Homelessness Supplement 2019
While progress is being made on the homelessness crisis, much more needs to be done, Greg Daly reports
Just over four years ago, Ireland seemed to reach a watershed moment in its attitude to homelessness, as the death of Jonathan Corrie just metres away from Leinster House shocked the nation. Despite this, the country’s homelessness crisis seems to be getting worse and worse.
Mike Allen, Advocacy Manager for Focus Ireland, says the situation is somewhat more complicated than that.
“It depends on how you want to measure it or look at it,” he tells The Irish Catholic. “In terms of the number of people who are experiencing homelessness and how long they’re experiencing it for, it is much worse now than it was four years ago.
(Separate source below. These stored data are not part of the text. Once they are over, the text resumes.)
Issue #369, opened 2019-11-18
Default Query - Should be Submitting with "retrieveFacets = true"


rosiegrant:
If we submit a default query and the page has a facets component, the `retrieveFacets` parameter on the API call should always be set to `true` 

Otherwise the default queries that we submit won't show facets:
https://answers-js-demo.netlify.com/sites/rose/employees.html
![image](https://user-images.githubusercontent.com/22160788/69088799-921a2780-0a15-11ea-8c52-d76a5ff0b5e5.png)

data-enabler:
Looks like `retrieveFacets` doesn't get enabled until a Facets component gets added to the page, meaning that there's an ordering dependency here 😞. Haven't confirmed, but I suspect it would work if the Facets component were added before the SearchBar.

data-enabler:
Noticed that it stopped happening when I tried to reproduce it in 0.10.1, and it's because the location permission check added in #387 causes the initial search to happen asynchronously (and therefore after both components have been added to the page).

There are plans to add a `retrieveFacets` option to the top-level search config, but in the meantime I think making initial search always asynchronous (currently it isn't in browsers that don't support the permissions API) should fix this for 99% of cases (and make the behavior more consistent). Basically, as long as the Facets component isn't added asynchronously after the SearchBar, it should work as expected.

data-enabler:
Fixed in v0.10.1

PR #1058, opened 2020-09-02
FilterOptions: replace new Event() with DOM.trigger()

oshi97:
The event constructor does not work in ie11, but we have an
ie11 compliant implementation with DOM.trigger()

T=https://yextops.zendesk.com/agent/tickets/348126
TEST=manual

Test that before, in browserstack ie11,
 clicking the X button in a searchable facet has console error

With code change, no console error

and that it still clears the facet search input on chrome + ie11

PR #1062, opened 2020-09-03
downgrade regenerator-runtime due to unsafe eval usages

oshi97:
This commit downgrades regenerator-runtime from
^0.13.3 (currently 0.13.7) to being pinned to exactly
0.13.1. This is because there is a change in 0.13.2 which
adds back in a Function() constructor to define
regenerator runtime globally.
See #369 https://github.com/facebook/regenerator/commits/master/packages/regenerator-runtime

T=https://yextops.zendesk.com/agent/tickets/347915
TEST=manual

tested with a local apache httpd server on a searchbar only page
added below line to .htaccess, which sets the CSP to
the same as Syncreon

also test csp with a `<meta>` tag

tested both answers.js, answers.min.js, answers-modern.js, and answers-modern.min.js

double checked that our code still runs correctly in ie11, for both a searchbar only
page with no unsafe-eval csp, and a regular page with facets and results
that allows unsafe eval

### DIFF
--- a/conf/gulp-tasks/library.gulpfile.js
+++ b/conf/gulp-tasks/library.gulpfile.js
@@ -68,7 +68,8 @@ function legacyBundleIIFE () {
   return legacyBundle({
     format: 'iife',
     name: NAMESPACE,
-    sourcemap: true
+    sourcemap: true,
+    strict: false
   },
   'answers.js'
   );
@@ -79,7 +80,8 @@ function legacyBundleUMD () {
     format: 'umd',
     name: NAMESPACE,
     export: 'default',
-    sourcemap: true
+    sourcemap: true,
+    strict: false
   },
   'answers-umd.js'
   );
--- a/conf/gulp-tasks/library.gulpfile.js
+++ b/conf/gulp-tasks/library.gulpfile.js
@@ -68,8 +68,7 @@ function legacyBundleIIFE () {
   return legacyBundle({
     format: 'iife',
     name: NAMESPACE,
-    sourcemap: true,
-    strict: false
+    sourcemap: true
   },
   'answers.js'
   );
@@ -80,8 +79,7 @@ function legacyBundleUMD () {
     format: 'umd',
     name: NAMESPACE,
     export: 'default',
-    sourcemap: true,
-    strict: false
+    sourcemap: true
   },
   'answers-umd.js'
   );
--- a/package-lock.json
+++ b/package-lock.json
@@ -3866,7 +3866,8 @@
     "binaryextensions": {
       "version": "2.3.0",
       "resolved": "https://registry.npmjs.org/binaryextensions/-/binaryextensions-2.3.0.tgz",
-      "integrity": "sha512-nAihlQsYGyc5Bwq6+EsubvANYGExeJKHDO3RjnvwU042fawQTQfM3Kxn7IHUXQOz4bzfwsGYYHGSvXyW4zOGLg=="
+      "integrity": "sha512-nAihlQsYGyc5Bwq6+EsubvANYGExeJKHDO3RjnvwU042fawQTQfM3Kxn7IHUXQOz4bzfwsGYYHGSvXyW4zOGLg==",
+      "dev": true
     },
     "bl": {
       "version": "1.2.2",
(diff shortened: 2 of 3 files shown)


oshi97:
ci isn't working for me for some reason (couldn't figure out why so filed a support ticket), manually ran npm run build and npm test
edit: now working no idea what was happening

src/ui/components/filters/filteroptionscomponent.js
```diff
@@ -1,7 +1,5 @@
 /** @module FilterOptionsComponent */
 
-/* global Event */
```
oshi97, line 3: Should have been removed in https://github.com/yext/answers/pull/1058 to make semistandard happy, but circleci was not running my builds and I missed this

conf/gulp-tasks/library.gulpfile.js
```diff
@@ -68,7 +68,8 @@ function legacyBundleIIFE () {
   return legacyBundle({
     format: 'iife',
     name: NAMESPACE,
-    sourcemap: true
+    sourcemap: true,
```
tmeyer2115: Do we need to fix this for the modern bundle as well?

oshi97: nope! just checked, it's not an issue for the modern bundle. I believe it's because the modern bundle doesn't have the regenerator-runtime polyfill (or any of the polyfill-prefix stuff)?

oshi97: updated the test desc

tmeyer2115 (commented):
I'm a bit wary of just disabling strict mode. How much research have we done into it? I took a quick look at https://developer.mozilla.org/en-US/docs/Web/JavaScript/Reference/Strict_mode. It sounds like strict mode has some benefits:

- Can produce more optimized JS.
- Can help produce more secure JS.

Are we sure we want to get rid of this? Is it standard for libraries such as ours to use strict mode? Others have encountered this same CSP issue: https://github.com/mozilla/pdf.js/issues/11036. One recommendation was to downgrade regenerator-runtime (apparently an older version(s) did not have this problem with strict mode). Is that a viable option here?

tmeyer2115:
> I'm a bit wary of just disabling strict mode. How much research have we done into it? I took a quick look at https://developer.mozilla.org/en-US/docs/Web/JavaScript/Reference/Strict_mode. It sounds like strict mode has some benefits:
> 
> * Can produce more optimized JS.
> * Can help produce more secure JS.
> 
> Are we sure we want to get rid of this? Is it standard for libraries such as ours to use strict mode? Others have encountered this same CSP issue: [mozilla/pdf.js#11036](https://github.com/mozilla/pdf.js/issues/11036). One recommendation was to downgrade regenerator-runtime (apparently an older version(s) did not have this problem with strict mode). Is that a viable option here?

I'm not sure that we're getting much performance benefit from strict mode. It sounds like strict mode supports better compiler optimization. Uglify is a compiler of sorts. Is the bundle size different at all between strict and sloppy?

oshi97:
> > I'm a bit wary of just disabling strict mode. How much research have we done into it? I took a quick look at https://developer.mozilla.org/en-US/docs/Web/JavaScript/Reference/Strict_mode. It sounds like strict mode has some benefits:
> > 
> > * Can produce more optimized JS.
> > * Can help produce more secure JS.
> > 
> > Are we sure we want to get rid of this? Is it standard for libraries such as ours to use strict mode? Others have encountered this same CSP issue: [mozilla/pdf.js#11036](https://github.com/mozilla/pdf.js/issues/11036). One recommendation was to downgrade regenerator-runtime (apparently an older version(s) did not have this problem with strict mode). Is that a viable option here?
> 
> I'm not sure that we're getting much performance benefit from strict mode. It sounds like strict mode supports better compiler optimization. Uglify is a compiler of sorts. Is the bundle size different at all between strict and sloppy?

The bundle size is identical. Since the SDK doesn't have regenerator runtime in develop anymore, we don't need this change in future versions, at least right now. I do want to add an acceptance test for no unsafe-eval csp on a searchbar only page, though (created slap-619 last week for this)

here are the two builds I looked at
https://app.circleci.com/pipelines/github/yext/answers/4300/workflows/09e8f06a-39bb-4732-a6a8-4cc591c0d94b/jobs/11833
https://app.circleci.com/pipelines/github/yext/answers/4299/workflows/56f52e95-829c-4a49-8a2d-b348bdfbf418/jobs/11832

tmeyer2115 (approved):

PR #1063, opened 2020-09-03
AlternativeVerticals: add :focus styling to links

oshi97:
This commit adds default :focus styling to the vertical
and universal links in AlternativeVerticals aka NoResults.

J=SLAP-588
TEST=manual

Check that I can tab over to the links, and they will show the new
styling when tabbed over to.

test that if I change the focus color to pink, the pink takes priority
over the regular text color

### DIFF
--- a/src/ui/sass/modules/_AlternativeVerticals.scss
+++ b/src/ui/sass/modules/_AlternativeVerticals.scss
@@ -70,11 +70,6 @@ $alternative-verticals-emphasized-font-weight: var(--yxt-font-weight-medium) !de
     }
   }
 
-  &-suggestionLink:focus, &-universalLink:focus {
-    color: var(--yxt-color-brand-primary);
-    text-decoration: underline; 
-  }
-
   &-suggestionLink {
     display: flex;
     text-decoration: none;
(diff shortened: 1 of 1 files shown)


src/ui/sass/modules/_AlternativeVerticals.scss
```diff
@@ -70,6 +70,11 @@ $alternative-verticals-emphasized-font-weight: var(--yxt-font-weight-medium) !de
     }
   }
 
+  &-suggestionLink:focus, &-universalLink:focus {
```
alexisgrow: For the suggestionLink, it looks like there is currently logic to only underline the "yxt-AlternativeVerticals-suggestionLink--copy" on hover, should the same thing happen on focus?

For the universalLink, since the focus is the same as the hover CSS, could this styling be colocated with the hover CSS below (currently L113)?

oshi97: yeah that's a great suggestion, I was just going as close to the item's css as possible but what you said makes a lot of sense. The color is already set to --yxt-brand-primary too so there's really no reason to reinforce that on focus, either (I can only imagine this annoying somebody)

alexisgrow (approved):
LGTM! 🔥

PR #1064, opened 2020-09-04
filteroptions: Explicitly pass replaceHistory based on facet update

creotutar:
Consider the following situation

In State 0
Land on a vertical page
In State 1
Search for "all"
In State 2
Select and apply a facet "Product"
In State 3
Search for "people" (any query that will give results)
In State 4
Back nav in Chrome history
In State 5

You would expect state 5 === state 3. That is, you would expect state 5
to have the search "all" and the facet "Product". Instead, state 5 has the search
"people" and the facet "Product". This is a result of how we update
facets. When you are searching for "people", the query is updated and
pushes a state. Then we get the results back from liveapi, get updated
facets, and push /another/ state with the updated facets. (IE we are
pushing two states when we make a search when facets are already being
replaced).

This change makes replaceHistory explicitly set. Whenever a new set of
facets are mounted to the page (e.g. we get new facets from liveapi, we
landed on the page), they we replaceHistory. This is with the knowledge
that a state was already pushed for the search, and we don't want to
push another state for the updated facets.

J=SLAP-612
TEST=manual

Test on a local HH theme site and a local raw site referencing a
local SDK dist

Test the above situation.
Test that applying a facet still pushes a state.
Test that you can apply a facet and then apply another facet and have
two different states.
Test that landing without any facet parameters replaces history when the
facet parameters are added. (ie landing on
http://localhost:5000/public/people.html?query=all). When navigating
back, you should go to the previous page, not the landing page without
parameters.

### DIFF
--- a/src/ui/components/filters/filterboxcomponent.js
+++ b/src/ui/components/filters/filterboxcomponent.js
@@ -217,7 +217,7 @@ export default class FilterBoxComponent extends Component {
       this._filterComponents.push(component);
       this._filterNodes[i] = component.getFilterNode();
     }
-    this._saveFilterNodesToStorage();
+    this._saveFilterNodesToStorage(true);
 
     // Initialize apply button
     if (!this.config.searchOnChange) {
@@ -225,7 +225,7 @@ export default class FilterBoxComponent extends Component {
 
       if (button) {
         DOM.on(button, 'click', () => {
-          this._saveFilterNodesToStorage();
+          this._saveFilterNodesToStorage(false);
           this._search();
         });
       }
@@ -257,7 +257,7 @@ export default class FilterBoxComponent extends Component {
   onFilterNodeChange (index, filterNode, saveFilterNodes, searchOnChange) {
     this._filterNodes[index] = filterNode;
     if (saveFilterNodes || searchOnChange) {
-      this._saveFilterNodesToStorage();
+      this._saveFilterNodesToStorage(false);
     }
     if (searchOnChange) {
       this._search();
@@ -275,14 +275,16 @@ export default class FilterBoxComponent extends Component {
   /**
    * Save current filters to storage to be used in the next search
    * @private
+   * @param {boolean} replaceHistory Whether we replace or push a new history
+   *                                 state for the associated changes
    */
-  _saveFilterNodesToStorage () {
+  _saveFilterNodesToStorage (replaceHistory) {
     if (this.config.isDynamic) {
       const availableFieldIds = this.config.filterConfigs.map(config => config.fieldId);
       this.core.setFacetFilterNodes(availableFieldIds, this._getValidFilterNodes());
-      this._filterComponents.forEach(fc => fc.saveSelectedToPersistentStorage());
+      this._filterComponents.forEach(fc => fc.saveSelectedToPersistentStorage(replaceHistory));
     } else {
-      this._filterComponents.forEach(fc => fc.apply());
+      this._filterComponents.forEach(fc => fc.apply(replaceHistory));
     }
   }
 
--- a/src/ui/components/filters/filterboxcomponent.js
+++ b/src/ui/components/filters/filterboxcomponent.js
@@ -217,7 +217,7 @@ export default class FilterBoxComponent extends Component {
       this._filterComponents.push(component);
       this._filterNodes[i] = component.getFilterNode();
     }
-    this._saveFilterNodesToStorage(true);
+    this._saveFilterNodesToStorage(this.config.isDynamic);
 
     // Initialize apply button
     if (!this.config.searchOnChange) {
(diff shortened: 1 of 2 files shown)


src/ui/components/filters/filterboxcomponent.js
```diff
@@ -275,14 +275,16 @@ export default class FilterBoxComponent extends Component {
   /**
    * Save current filters to storage to be used in the next search
    * @private
+   * @param {boolean} replaceHistory Whether we replace or push a new history
+   *                                 state for the associated changes
    */
-  _saveFilterNodesToStorage () {
+  _saveFilterNodesToStorage (replaceHistory) {
```
oshi97, line 281: instead of using this method directly, would it make sense to have two separate methods that call this one? one for when the component is mounted and the other for updates? Otherwise it's less clear to me why do some calls replaceHistory and others push it? Or maybe instead of calling this replaceHistory, which leaks implementation details, you could call it something like isNewSearch?

src/ui/components/filters/filteroptionscomponent.js
```diff
@@ -571,7 +571,12 @@ export default class FilterOptionsComponent extends Component {
     this.updateListeners();
   }
 
-  apply () {
+  /**
+   * Apply filter changes
+   * @param {boolean} replaceHistory Whether we replace or push a new history
+   *                                 state for the associated changes
+   */
+  apply (replaceHistory) {
```
oshi97, line 579: same as the comment above for saveFilterNodes

src/ui/components/filters/filterboxcomponent.js
```diff
@@ -217,15 +217,15 @@ export default class FilterBoxComponent extends Component {
       this._filterComponents.push(component);
       this._filterNodes[i] = component.getFilterNode();
     }
-    this._saveFilterNodesToStorage();
+    this._saveFilterNodesToStorage(true);
```
tmeyer2115: The `FilterBox` component is not only use for Facets. It can be used to represent a collection of static filters as well. Do we want this behavior on that case too? Or should we guard this with `this.config.isDynamic`?

src/ui/components/filters/filteroptionscomponent.js
```diff
@@ -269,7 +269,7 @@ export default class FilterOptionsComponent extends Component {
     this.showMoreState = this.config.showMore;
 
     if (this.config.storeOnChange) {
-      this.apply();
+      this.apply(true);
```
tmeyer2115: Same thing about wanting this behavior if `FilterOptions` is not being used for a `Facet`.

src/ui/components/filters/filterboxcomponent.js
tmeyer2115: I don't know if there are ideal solutions here. We need to get this out for Mercy and I don't think we're gonna come up with something we all feel good about in the time allotted. The `Facets` and `Filters` components are just a big mess. I'm not blaming any of us for that. They were in bad shape when we inherited them. Over the past couple months, we've been repeatedly asked to quickly patch things for Mercy. This has made the situation worse. It's clear that when these components were designed, there was not much though put into how they'd work with refreshes, back nav, etc. 

I'm advocating that we just get something working for them (that doesn't add regressions or other bugs) and plan to rebuild all of this soon.

src/ui/components/filters/filteroptionscomponent.js
```diff
@@ -643,13 +648,14 @@ export default class FilterOptionsComponent extends Component {
...
+   *                                 state for the associated changes
    */
-  saveSelectedToPersistentStorage () {
-    const replaceHistory = (this.core.persistentStorage.get(this.name) === null);
+  saveSelectedToPersistentStorage (replaceHistory) {
     this.core.persistentStorage.set(
       this.name,
       this.config.options.filter(o => o.selected).map(o => o.label),
-      replaceHistory
+      replaceHistory || (this.core.persistentStorage.get(this.name) === null)
```
tmeyer2115, line 658: Could we run into a situation here where `replaceHistory` is false and we overwrite it here? Should we be checking that `replaceHistory` is `undefined` instead?

creotutar: So previously, it was always that that value `(this.core.persistentStorage.get(this.name) === null)`. With these changes, we have made it so that it can be overrided to `true` (but never overrided to `false` because of the `||`) based on the `replaceHistory` parameter.

So I guess semantically, this `replaceHistory` parameter is more `overrideReplaceHistoryIfTrue`. If you wanted to check for `undefined` before defaulting, I could remove the `false` from the other function calls and change this logic to

```
(replaceHistory !== undefined) ? replaceHistory : (this.core.persistentStorage.get(this.name) === null)
```

tmeyer2115 (approved):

“The statistics are on the Focus Ireland website and they’re very, very clear,” he continues. “They’ve doubled and doubled again with the numbers of individuals and families and children who are all experiencing homelessness. So at that level, which is the most human and important level, it is far, far worse than it was before.”
Developers
There has, however, been progress in some respects, he points out.
“You’ve got to counterbalance that with how the solutions to the problem are now much more advanced than they were four years ago. So, four years ago there was virtually nothing being built, but not only that, the various State and private organisations which build housing – local authorities and developers and whatever – were on their knees. They didn’t have staff, they didn’t have capacity, they didn’t have access to money, they were still really decimated from the Crash,” he says.
Capacity
“Now there is considerably more capacity, there’s more housing getting planning permissions, things are in the pipeline for delivery, so in some sense there’s that balance between how the human scale is worse, but the cavalry are closer to coming over the hill, for want of a better metaphor.”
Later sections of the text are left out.